I have been extremely pleased with the robustness of the system
and its ability to adapt to new communications technology.
One of the main goals of the project was "IP on everything."
Whether it is frame relay, ATM, or ISDN, it should always
be possible to bring an Internet Protocol up on top of it.
We've always been able to get IP to run, so the Internet has
satisfied my design criteria. But I didn't have a clue that
we would end up with anything like the scale of what we have
now, let alone the scale that it's likely to reach by the
end of the decade.
On scaling
The somewhat embarrassing thing is that the network address
space is under pressure now. The original design of 1973 and
1974 contemplated a total of 256 networks. There was only
one LAN at PARC, and all the other networks were regional
or
nationwide networks. We didn't think there would be more than
256 research networks involved. When it became clear there
would be a lot of local area networks, we invented the concept
of Class A, B, and C addresses. In Class C there were several
million network IDs. But the problem that was not foreseen
was that the routing protocols and Internet topology were
not well suited for handling an extremely large number of
network IDs. So people preferred to use Class B and subnetting
instead.
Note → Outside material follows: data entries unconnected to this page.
PR #51, opened 2020-07-28
Validate the contents of /dist when we create entrypoints

patrick-tolosa:
This PR deals with validating the contents of the `/dist` folder.

At the moment, errors in output caused by faulty scripts or human errors are possible.
This PR adds automation to this process but ensuring that dist contains exactly the expected files.

First change - return created file structure from `createEntryPointFromESMPath`

Second change - Create a function that given an input file structure, validates that the disk file structure contains the exact match.

We check for two things:
1. All files in the input object exist in the file system
2. All files in the file system exist in the input object

These checks ensure that no unexpected files are leaking to the /dist folder, and that the contents are as expected.
The two errors above can be suppressed using a configuration, these options can be see in the tests


__TESTS__/unit/Instance/Cloudinary.test.ts
```diff
@@ -17,6 +17,25 @@ describe('Tests for Cloudinary instance', () => {
 
     expect(tImage.toURL()).toBe('http://res.cloudinary.com/demoInInstance/image/upload/c_fill,h_10,w_10/sample');
   });
+
+
+  it ('Can pass config in runtime instead of in creation', () => {
```
patrick-tolosa, line 22: This file was changed to increase code coverage.

scripts/lib/entryPointsLib.ts
```diff
@@ -51,7 +55,7 @@ function createEntryPointFromESMPath(pathInESMBundle: string, entryPointInDist:
     const isDir = fs.lstatSync(`${FULL_SOURCE_PATH}/${name}`).isDirectory();
 
     if (isDir) {
-      fs.mkdirSync(`${FULL_ENTRY_POINT_PATH}/${name}`);
+      fs.mkdirSync(`${FULL_ENTRY_POINT_PATH}/${name}`, {recursive: true});
```
patrick-tolosa, line 58: This change prevents node from crashing if the directory already exists

scripts/validatePackageFiles.ts
```diff
@@ -0,0 +1,116 @@
+/* eslint-disable @typescript-eslint/no-var-requires */
+const fs = require('fs');
+const path = require('path');
+const MissingRequiredFile = require('./errors/MissingRequiredFile');
+const FoundNonRequiredFile = require('./errors/FoundNonRequiredFile');
+
+interface IFileStructureLevel{
```
maoznir, line 7: Maybe i don't quite understand bu:
1. I'd move this to a file of its own, like FileStructure, FileStructureLevel
2. How does a file structure tree look like?
3. Isn't there a representation of folders and files tree, that we can use instead of 'reinventing the wheel'?

scripts/createEntrypoints.ts
```diff
@@ -1,23 +1,47 @@
 /* eslint @typescript-eslint/no-var-requires: 0 */
```
maoznir, line 1: Please add documentation of what this file contains, what its used for

scripts/validatePackageFiles.ts
maoznir: also, is this script used only for tests? if so, please move to the tests folder

scripts/createEntrypoints.ts
patrick-tolosa: Added a description

scripts/validatePackageFiles.ts
patrick-tolosa: A few things: 

1. We can move interfaces to their own files, it's just the interfaces though, so that felt a bit strange
2. The shape is included in the interface, it's a key/value pair of anything you want, specifically, we allow a flag and the end value can be either a string or a boolean.
3. This is (almost) the same file structure representation that's used by Mock-FS (Which we use)

This script is not used only for tests, it's used to validate the output of the `createEntryPoints` script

We have a rather sparsely allocated address space
in the current Internet design, with Class B allocated to
excess and Class A and C allocated only lightly.
The lesson is that there is a complex interaction between
routing protocols, topology, and scaling, and that determines
what Internet routing structure will be necessary for the
next ten to twenty years.
When I was chairman of the Internet Activities Board and
went to the IETF and IAB to characterize the problem, it was
clear that the solution had to be incrementally deployable.
You can deploy something in parallel, but then how do the
new and old
interwork? We are seeing proposals of varying kinds to deal
with the problem. Some kind of backward compatibility is highly
desirable until you can't assign 32-bit address space. Translating
gateways have the defect that when you're halfway through,
half the community is transitioned and half isn't, and all
the traffic between the two has to go through the translating
gateway and it's hard to have enough resources to do
this.
It's still a little early to tell how well the alternatives
will satisfy the requirements. We are also dealing not only
with the scaling problem, but also with the need not to foreclose
important new features, such as concepts of flows, the ability
to handle multicasting, and concepts of accounting.